* **Task objective**
When a line below holds the string "these", show that line.

══ The data ══

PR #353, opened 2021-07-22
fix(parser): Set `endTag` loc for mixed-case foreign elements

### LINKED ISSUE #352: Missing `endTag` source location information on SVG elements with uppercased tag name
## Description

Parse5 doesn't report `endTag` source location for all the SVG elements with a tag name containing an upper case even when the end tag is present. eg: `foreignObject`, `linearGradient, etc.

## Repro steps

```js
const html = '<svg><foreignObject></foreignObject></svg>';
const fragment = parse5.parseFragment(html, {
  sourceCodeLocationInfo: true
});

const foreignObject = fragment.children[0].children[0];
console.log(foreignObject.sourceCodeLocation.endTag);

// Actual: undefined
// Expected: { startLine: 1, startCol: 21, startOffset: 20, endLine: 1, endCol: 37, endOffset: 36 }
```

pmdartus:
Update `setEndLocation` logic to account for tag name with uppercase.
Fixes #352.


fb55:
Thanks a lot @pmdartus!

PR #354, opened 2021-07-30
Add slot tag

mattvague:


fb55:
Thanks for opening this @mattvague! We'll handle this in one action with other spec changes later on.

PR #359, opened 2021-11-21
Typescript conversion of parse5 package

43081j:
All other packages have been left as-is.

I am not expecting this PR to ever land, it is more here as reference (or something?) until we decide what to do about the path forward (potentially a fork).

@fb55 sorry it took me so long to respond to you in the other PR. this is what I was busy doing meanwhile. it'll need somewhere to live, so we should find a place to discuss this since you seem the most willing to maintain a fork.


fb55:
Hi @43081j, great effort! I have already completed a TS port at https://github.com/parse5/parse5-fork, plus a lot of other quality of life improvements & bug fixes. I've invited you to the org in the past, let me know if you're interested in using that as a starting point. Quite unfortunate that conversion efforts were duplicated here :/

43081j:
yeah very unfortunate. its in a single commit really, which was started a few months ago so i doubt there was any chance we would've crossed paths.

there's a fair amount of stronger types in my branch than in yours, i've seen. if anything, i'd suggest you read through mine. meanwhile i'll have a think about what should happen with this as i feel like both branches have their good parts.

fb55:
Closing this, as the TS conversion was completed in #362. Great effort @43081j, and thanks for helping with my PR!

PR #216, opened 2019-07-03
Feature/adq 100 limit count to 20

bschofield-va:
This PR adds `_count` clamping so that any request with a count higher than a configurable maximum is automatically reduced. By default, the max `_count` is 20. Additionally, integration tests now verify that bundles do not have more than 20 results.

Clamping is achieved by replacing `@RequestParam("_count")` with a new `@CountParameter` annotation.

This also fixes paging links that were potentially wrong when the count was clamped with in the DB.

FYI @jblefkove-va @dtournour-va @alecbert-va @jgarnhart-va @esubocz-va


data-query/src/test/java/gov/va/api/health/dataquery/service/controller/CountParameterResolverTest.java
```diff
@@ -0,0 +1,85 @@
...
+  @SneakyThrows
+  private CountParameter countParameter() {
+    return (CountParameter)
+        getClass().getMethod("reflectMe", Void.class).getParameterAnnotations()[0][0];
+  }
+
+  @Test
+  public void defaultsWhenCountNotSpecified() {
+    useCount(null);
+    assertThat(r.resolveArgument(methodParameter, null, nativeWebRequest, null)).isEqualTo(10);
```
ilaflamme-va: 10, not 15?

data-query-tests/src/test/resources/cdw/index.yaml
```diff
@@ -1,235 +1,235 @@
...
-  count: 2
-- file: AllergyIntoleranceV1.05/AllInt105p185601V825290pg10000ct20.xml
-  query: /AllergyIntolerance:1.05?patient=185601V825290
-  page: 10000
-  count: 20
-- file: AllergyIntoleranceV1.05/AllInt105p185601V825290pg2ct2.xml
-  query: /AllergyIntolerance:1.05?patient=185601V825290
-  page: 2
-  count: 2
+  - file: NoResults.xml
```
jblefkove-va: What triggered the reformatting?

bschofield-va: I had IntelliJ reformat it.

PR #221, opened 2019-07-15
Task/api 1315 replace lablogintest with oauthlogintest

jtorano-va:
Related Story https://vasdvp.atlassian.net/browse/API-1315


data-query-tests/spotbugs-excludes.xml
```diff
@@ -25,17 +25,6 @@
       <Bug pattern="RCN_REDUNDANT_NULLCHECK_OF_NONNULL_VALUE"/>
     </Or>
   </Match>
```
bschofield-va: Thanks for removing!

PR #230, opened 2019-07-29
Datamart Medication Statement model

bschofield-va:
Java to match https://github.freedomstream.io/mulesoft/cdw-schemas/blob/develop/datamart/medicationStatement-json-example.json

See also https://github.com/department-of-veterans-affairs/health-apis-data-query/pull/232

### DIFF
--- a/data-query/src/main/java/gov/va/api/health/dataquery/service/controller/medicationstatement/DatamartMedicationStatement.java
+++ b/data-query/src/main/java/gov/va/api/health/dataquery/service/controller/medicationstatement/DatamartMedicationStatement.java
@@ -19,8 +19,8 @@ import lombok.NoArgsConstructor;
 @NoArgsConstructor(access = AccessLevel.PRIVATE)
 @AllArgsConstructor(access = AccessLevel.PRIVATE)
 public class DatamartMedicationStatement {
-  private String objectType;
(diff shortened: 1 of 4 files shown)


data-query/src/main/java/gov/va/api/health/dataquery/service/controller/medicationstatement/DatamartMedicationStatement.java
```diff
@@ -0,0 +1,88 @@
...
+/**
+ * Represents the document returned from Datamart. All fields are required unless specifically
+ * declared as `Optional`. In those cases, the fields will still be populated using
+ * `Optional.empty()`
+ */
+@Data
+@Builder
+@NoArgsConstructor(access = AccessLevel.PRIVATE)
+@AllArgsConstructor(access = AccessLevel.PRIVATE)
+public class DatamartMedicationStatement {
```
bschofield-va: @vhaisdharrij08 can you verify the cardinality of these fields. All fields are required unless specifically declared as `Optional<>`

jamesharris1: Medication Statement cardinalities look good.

═══
══ The data ══

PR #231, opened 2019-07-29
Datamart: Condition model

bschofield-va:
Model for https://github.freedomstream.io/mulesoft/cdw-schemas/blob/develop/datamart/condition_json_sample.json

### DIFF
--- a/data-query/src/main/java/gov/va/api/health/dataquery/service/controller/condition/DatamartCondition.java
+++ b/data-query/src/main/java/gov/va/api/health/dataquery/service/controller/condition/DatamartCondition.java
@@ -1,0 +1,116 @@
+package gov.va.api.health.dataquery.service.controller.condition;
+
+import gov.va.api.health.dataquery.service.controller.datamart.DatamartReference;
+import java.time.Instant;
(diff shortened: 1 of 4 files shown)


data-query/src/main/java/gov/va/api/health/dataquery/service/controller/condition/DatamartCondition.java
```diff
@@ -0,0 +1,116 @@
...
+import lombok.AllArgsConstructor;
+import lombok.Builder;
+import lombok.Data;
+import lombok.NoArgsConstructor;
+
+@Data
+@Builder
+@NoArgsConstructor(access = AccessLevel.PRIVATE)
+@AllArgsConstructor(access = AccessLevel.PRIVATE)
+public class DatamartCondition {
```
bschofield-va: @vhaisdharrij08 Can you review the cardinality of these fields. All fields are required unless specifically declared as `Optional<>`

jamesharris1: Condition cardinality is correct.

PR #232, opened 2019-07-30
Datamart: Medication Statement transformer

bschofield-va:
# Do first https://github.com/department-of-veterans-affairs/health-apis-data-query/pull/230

═══
══ The data ══

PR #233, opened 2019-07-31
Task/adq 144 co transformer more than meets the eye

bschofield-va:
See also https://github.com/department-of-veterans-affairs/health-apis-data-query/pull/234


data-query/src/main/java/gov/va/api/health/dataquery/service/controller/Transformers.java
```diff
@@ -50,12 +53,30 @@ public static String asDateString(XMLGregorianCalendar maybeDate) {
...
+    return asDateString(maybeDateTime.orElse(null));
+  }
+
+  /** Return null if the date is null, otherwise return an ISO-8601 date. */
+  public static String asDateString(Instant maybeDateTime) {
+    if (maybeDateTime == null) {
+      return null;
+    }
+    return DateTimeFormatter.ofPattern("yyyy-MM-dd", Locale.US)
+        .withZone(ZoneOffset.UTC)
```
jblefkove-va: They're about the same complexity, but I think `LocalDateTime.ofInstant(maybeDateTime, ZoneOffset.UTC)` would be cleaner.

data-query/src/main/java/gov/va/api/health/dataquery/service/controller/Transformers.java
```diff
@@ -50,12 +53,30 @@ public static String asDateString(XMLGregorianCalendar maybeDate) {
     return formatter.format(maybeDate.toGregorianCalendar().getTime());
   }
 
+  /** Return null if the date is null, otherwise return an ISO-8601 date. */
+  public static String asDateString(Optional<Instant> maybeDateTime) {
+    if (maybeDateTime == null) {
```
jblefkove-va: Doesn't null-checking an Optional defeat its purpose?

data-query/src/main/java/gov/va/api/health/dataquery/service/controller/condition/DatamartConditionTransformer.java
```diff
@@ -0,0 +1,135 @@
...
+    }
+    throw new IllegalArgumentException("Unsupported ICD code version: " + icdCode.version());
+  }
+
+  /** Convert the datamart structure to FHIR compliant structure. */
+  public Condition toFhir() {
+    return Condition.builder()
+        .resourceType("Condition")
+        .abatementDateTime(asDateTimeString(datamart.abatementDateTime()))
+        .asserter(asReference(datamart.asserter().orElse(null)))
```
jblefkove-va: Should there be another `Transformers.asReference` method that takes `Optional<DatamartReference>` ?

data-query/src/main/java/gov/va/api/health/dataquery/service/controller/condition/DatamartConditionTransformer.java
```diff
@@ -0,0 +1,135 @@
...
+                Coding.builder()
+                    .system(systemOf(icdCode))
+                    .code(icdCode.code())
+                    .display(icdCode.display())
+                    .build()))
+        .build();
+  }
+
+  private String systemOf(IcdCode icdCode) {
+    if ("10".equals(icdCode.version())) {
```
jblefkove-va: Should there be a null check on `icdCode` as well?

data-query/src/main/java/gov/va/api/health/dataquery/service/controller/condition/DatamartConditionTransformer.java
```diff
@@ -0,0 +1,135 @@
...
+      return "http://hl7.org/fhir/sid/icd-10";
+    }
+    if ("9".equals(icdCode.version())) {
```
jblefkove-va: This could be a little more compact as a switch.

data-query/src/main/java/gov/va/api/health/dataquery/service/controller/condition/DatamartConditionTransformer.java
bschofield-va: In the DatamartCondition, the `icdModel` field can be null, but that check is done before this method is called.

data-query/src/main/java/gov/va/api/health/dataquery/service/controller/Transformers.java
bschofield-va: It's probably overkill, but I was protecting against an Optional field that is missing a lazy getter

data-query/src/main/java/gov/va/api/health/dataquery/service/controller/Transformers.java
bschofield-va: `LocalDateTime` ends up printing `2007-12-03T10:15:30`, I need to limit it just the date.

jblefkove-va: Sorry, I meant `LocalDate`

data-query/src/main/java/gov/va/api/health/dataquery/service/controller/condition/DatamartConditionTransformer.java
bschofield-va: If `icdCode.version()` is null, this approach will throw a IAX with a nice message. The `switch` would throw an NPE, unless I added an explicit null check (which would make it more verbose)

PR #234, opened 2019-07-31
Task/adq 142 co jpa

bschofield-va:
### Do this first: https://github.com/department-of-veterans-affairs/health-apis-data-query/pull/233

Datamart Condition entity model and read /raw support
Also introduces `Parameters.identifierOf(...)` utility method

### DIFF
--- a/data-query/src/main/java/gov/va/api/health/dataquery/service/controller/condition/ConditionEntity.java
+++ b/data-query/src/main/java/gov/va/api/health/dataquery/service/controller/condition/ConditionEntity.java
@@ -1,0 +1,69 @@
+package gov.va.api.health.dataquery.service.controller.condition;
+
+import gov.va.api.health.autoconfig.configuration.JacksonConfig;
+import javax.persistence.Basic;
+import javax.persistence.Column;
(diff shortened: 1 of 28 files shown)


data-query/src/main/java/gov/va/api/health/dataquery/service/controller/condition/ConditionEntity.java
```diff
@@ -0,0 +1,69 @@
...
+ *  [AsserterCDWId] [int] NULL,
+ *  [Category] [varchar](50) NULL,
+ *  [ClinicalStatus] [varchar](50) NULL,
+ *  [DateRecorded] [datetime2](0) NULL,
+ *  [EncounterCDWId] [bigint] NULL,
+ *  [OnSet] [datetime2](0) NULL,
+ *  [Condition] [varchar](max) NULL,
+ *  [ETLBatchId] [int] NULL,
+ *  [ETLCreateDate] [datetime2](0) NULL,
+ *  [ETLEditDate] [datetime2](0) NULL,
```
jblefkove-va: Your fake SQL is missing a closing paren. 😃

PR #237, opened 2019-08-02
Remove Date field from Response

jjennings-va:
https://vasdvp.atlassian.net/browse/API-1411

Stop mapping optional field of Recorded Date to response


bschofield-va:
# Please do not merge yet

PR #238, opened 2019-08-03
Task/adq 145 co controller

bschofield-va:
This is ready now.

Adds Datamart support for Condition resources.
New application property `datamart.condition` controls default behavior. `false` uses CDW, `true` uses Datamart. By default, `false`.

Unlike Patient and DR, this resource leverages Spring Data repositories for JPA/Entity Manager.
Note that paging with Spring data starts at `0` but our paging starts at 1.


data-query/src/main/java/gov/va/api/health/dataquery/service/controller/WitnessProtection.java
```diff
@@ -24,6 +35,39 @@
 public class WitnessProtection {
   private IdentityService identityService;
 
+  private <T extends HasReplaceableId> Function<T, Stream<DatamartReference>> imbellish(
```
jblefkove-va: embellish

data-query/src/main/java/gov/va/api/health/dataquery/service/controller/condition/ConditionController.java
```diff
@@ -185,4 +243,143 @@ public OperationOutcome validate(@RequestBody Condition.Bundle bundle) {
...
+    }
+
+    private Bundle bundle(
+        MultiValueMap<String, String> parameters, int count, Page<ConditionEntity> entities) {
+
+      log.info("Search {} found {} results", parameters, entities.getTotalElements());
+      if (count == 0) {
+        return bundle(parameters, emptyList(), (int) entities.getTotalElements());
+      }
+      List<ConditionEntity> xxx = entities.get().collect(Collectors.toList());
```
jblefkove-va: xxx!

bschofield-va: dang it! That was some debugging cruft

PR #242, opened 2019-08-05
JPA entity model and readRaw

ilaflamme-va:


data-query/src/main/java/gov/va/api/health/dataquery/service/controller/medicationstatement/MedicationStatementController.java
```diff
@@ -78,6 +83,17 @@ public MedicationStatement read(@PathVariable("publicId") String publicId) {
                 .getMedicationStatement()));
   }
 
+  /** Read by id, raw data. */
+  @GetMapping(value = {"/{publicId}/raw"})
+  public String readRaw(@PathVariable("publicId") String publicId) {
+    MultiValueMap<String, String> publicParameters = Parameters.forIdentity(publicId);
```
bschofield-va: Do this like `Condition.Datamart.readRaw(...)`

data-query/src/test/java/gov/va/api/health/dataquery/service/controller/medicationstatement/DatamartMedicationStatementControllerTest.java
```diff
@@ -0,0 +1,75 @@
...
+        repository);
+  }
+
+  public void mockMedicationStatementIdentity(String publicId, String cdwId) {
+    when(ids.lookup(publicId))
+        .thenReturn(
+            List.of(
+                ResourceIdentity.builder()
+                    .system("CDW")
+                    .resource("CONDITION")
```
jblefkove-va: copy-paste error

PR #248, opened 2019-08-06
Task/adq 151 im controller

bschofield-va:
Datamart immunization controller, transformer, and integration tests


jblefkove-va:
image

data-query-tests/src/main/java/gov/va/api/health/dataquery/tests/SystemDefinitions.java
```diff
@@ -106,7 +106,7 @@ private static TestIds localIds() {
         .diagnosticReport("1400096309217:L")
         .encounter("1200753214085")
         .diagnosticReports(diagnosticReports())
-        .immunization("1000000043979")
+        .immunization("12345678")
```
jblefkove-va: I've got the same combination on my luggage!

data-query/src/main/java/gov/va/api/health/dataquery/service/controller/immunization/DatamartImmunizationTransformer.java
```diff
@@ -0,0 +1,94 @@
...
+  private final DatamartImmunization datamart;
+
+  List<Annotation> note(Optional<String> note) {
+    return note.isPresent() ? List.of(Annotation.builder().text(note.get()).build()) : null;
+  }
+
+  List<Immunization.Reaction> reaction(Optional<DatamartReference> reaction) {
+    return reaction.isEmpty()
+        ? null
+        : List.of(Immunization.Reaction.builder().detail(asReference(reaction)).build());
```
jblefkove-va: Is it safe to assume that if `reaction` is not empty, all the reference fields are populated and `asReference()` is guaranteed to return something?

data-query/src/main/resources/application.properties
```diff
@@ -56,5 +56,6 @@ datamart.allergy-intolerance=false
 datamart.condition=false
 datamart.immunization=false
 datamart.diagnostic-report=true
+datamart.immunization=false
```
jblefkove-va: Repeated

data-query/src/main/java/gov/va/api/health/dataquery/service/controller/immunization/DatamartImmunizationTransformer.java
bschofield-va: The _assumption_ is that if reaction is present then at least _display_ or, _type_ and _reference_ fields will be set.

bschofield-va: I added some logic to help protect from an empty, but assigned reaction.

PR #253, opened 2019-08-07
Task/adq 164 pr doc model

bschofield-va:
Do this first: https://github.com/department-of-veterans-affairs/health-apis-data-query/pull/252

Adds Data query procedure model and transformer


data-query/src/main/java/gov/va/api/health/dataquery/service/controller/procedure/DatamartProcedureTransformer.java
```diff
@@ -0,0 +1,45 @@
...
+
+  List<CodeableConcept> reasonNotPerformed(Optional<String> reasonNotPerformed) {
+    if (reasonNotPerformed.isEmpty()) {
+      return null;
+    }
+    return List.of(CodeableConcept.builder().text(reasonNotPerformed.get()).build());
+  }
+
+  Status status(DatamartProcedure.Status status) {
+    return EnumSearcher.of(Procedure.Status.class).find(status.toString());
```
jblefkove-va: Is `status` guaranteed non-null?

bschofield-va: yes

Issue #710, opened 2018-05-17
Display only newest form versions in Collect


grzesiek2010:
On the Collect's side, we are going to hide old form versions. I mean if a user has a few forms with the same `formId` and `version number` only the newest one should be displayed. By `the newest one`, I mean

═══

* **Task answer**
bschofield-va: @vhaisdharrij08 can you verify the cardinality of these fields. All fields are required unless specifically declared as `Optional<>`
bschofield-va: @vhaisdharrij08 Can you review the cardinality of these fields. All fields are required unless specifically declared as `Optional<>`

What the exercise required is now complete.